— Exercise directions —
Out of the records below, copy all lines in which the word "filename" occurs.

(Records from a collection)

--- START ---

PR #8461, opened 2022-12-14
[IOTDB-5209] Limit the read rate of compaction execution

THUMarkLau:
See [IOTDB-5209](https://issues.apache.org/jira/browse/IOTDB-5209).

This PR limits both the read rate and write rate of compaction execution.


choubenson (approved):
LGTM

PR #8466, opened 2022-12-14
[IOTDB-5222] Fix the load of metric related configuration

SpriCoder:
See: https://issues.apache.org/jira/browse/IOTDB-5222


OneSizeFitsQuorum (approved):
LGTM

PR #8458, opened 2022-12-14
[IOTDB-5174] Use filename format such as NodeID-Index rather than Endpoint-Index to track follower sync progress

OneSizeFitsQuorum:
see [jira5174](https://issues.apache.org/jira/browse/IOTDB-5174)

PR #8468, opened 2022-12-15
[To rel/1.0][IOTDB-5174] Use filename format such as NodeID-Index rather than End…

OneSizeFitsQuorum:
cherry-pick [pull/8458](https://github.com/apache/iotdb/pull/8458)


SpriCoder (approved):
LGTM~

PR #8470, opened 2022-12-15
[IOTDB-5153] Fix dead lock in confignode

SzyWilliam:
1. In register datanode, the trigger lock and udf lock are acquired sequentially.
2. In snapshot, this sequential order is not guaranteed. We have to guarantee the order to avoid dead lock.


OneSizeFitsQuorum (approved):
LGTM~We need to ensure correctness first and then performance

Beyyes (approved):
LGTM

PR #8469, opened 2022-12-15
[IOTDB-5223] Check data directories cross-disk under RatisConsensus

Cpaulyz:
## Description

Check data directories cross-disk under RatisConsensus

PR #8441, opened 2022-12-13
[IOTDB-5201] Extracting getConfig from the registerDataNode interface

Cpaulyz:
## Description

Extracting getConfig from the registerDataNode interface. 

https://apache-iotdb.feishu.cn/docs/doccnMgSBOgHqeT9gjs4RUrqTob

PR #8471, opened 2022-12-15
[To rel/1.0][IOTDB-5201][IOTDB-5223] Extract DataNode getConfig and add check for cross-disk directories 

Cpaulyz:
## Description

Cherry pick from #8441 and #8469


OneSizeFitsQuorum (approved):
LGTM

PR #8483, opened 2022-12-16
[IOTDB-4630] Implement observer pattern in LoadBalancing framework

MiniSho:
when the Cluster-LoadStatistics-Service in ConfigNode-leader finds that the heartbeat sample statistcs has changed (node status is switched), the observer needs to broadcast the change event to Sync, Template, Trigger and CQ modules

1C2D:
after shuting down one datanode
211127fbd12054e226b6cc80b48fd03


confignode/src/main/java/org/apache/iotdb/confignode/manager/load/LoadManager.java
```diff
@@ -185,20 +197,26 @@ private void updateLoadStatistics() {
...
         .getNodeCacheMap()
         .forEach(
             (nodeId, nodeCache) -> {
+              NodeStatistics preNodeStatistics = nodeCache.getPreviousStatistics().deepCopy();
               if (nodeCache.periodicUpdate()) {
                 // Update and record the changed NodeStatistics
-                differentNodeStatisticsMap.put(nodeId, nodeCache.getStatistics());
+                differentNodeStatisticsMap.put(
+                    nodeId, new NodeStatistics[] {nodeCache.getStatistics(), preNodeStatistics});
+                LOGGER.info("previous NodeStatistics: {}", preNodeStatistics);
```
Beyyes, line 213: If it will print many logs?

confignode/src/main/java/org/apache/iotdb/confignode/manager/load/LoadManager.java
```diff
@@ -185,20 +197,26 @@ private void updateLoadStatistics() {
     // Broadcast the RegionRouteMap if some LoadStatistics has changed
     boolean isNeedBroadcast = false;
 
-    // Update NodeStatistics
-    Map<Integer, NodeStatistics> differentNodeStatisticsMap = new ConcurrentHashMap<>();
+    // Update NodeStatistics:
+    // NodeStatistics[]:index 0 means the current NodeStatistics, index 1 means the previous
+    // NodeStatistics
+    Map<Integer, NodeStatistics[]> differentNodeStatisticsMap = new ConcurrentHashMap<>();
```
Beyyes, line 203: What about using Pair<NodeStatistics, NodeStatistics> to replace NodeStatistics[].

confignode/src/main/java/org/apache/iotdb/confignode/manager/load/LoadManager.java
MiniSho: fixed

confignode/src/main/java/org/apache/iotdb/confignode/manager/load/LoadManager.java
MiniSho: done.

confignode/src/main/java/org/apache/iotdb/confignode/manager/ClusterSchemaManager.java
```diff
@@ -713,6 +715,12 @@ public synchronized TSStatus dropSchemaTemplate(String templateName) {
     return getConsensusManager().write(new DropSchemaTemplatePlan(templateName)).getStatus();
   }
 
+  @Subscribe
+  public void handleNodeStatistics(
+      Map<Integer, Pair<NodeStatistics, NodeStatistics>> differentNodeStatisticsMap) {
+    // TODO
+  }
```
MarcosZyk, line 722: Please add  javadoc and param description to all such interfaces.

confignode/src/main/java/org/apache/iotdb/confignode/manager/load/LoadManager.java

--- END ---

— Problem solution —
[IOTDB-5174] Use filename format such as NodeID-Index rather than Endpoint-Index to track follower sync progress
[To rel/1.0][IOTDB-5174] Use filename format such as NodeID-Index rather than End…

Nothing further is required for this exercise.